The atmospheric low pressure is making me feel heavy. My eldest daughter was already home from kindergarten, and I ended up taking a whole one-hour nap. That was unexpected, hmm. She then left for her gymnastics class.

Last week, one of my users Adrián shared his Claude Code Skills with me, which uses Inkdrop as a persistence layer. While checking it out, I remembered a blog post by Nolan Lawson (PouchDB author) I read yesterday titled "Using AI to write better code more slowly" and tweeted about it in Japanese. I like his point of view so much. He mentioned Matt Pocok's /grill-me , which is included in Adrián’s Skills as well.

Since Nolan runs his AI agents in parallel (Claude sub-agent, Codex, and Cursor Bugbot), I wanted to try doing that myself, so I downloaded and set up Antigravity CLI, which is a replacement for Gemini CLI. Lately, I've been really liking a Neovim plugin called codediff.nvim. I suddenly remembered that I had added a small feature to it the other day, so I sent a PR. By evening, my daughter returned from gymnastics. My focus ended—time to cook dinner.

For dinner, I boiled some pasta I bought last weekend from the Italian Fair held at the Hankyu Umeda.
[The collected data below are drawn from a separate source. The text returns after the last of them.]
PR #70, opened 2024-07-03
python(feature): automate gRPC retries

solidiquis:
## Changes

This PR adds support for automated retries using gRPC's retry mechanism should an RPC fail and return any of the following status codes:
- `UNKNOWN`
- `UNAVAILABLE`
- `ABORTED`
- `DEADLINE EXCEEDED`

It was thick pasta that looked sort of like dreadlocks, and it tasted great. It makes me want to visit Italy again.

I use Claude Code in English every day, and today I learned the word "idempotent" (冪等性). For example: "Make this event handler idempotent." Meaning: make it so that no matter how many times you run this event handler, the outcome remains exactly the same. 冪等 is also a difficult word in Japanese.

Lately, I've been listening to Laura day romance almost exclusively. The literary lyrics combined with the melancholic vocals and expressions make for a really chill vibe. Tonight, I’m going to read a bit more of a polar explorer Daisuke Kakuhata’s book,The 43-Year-Old Peak Theory, and head to bed. Good night.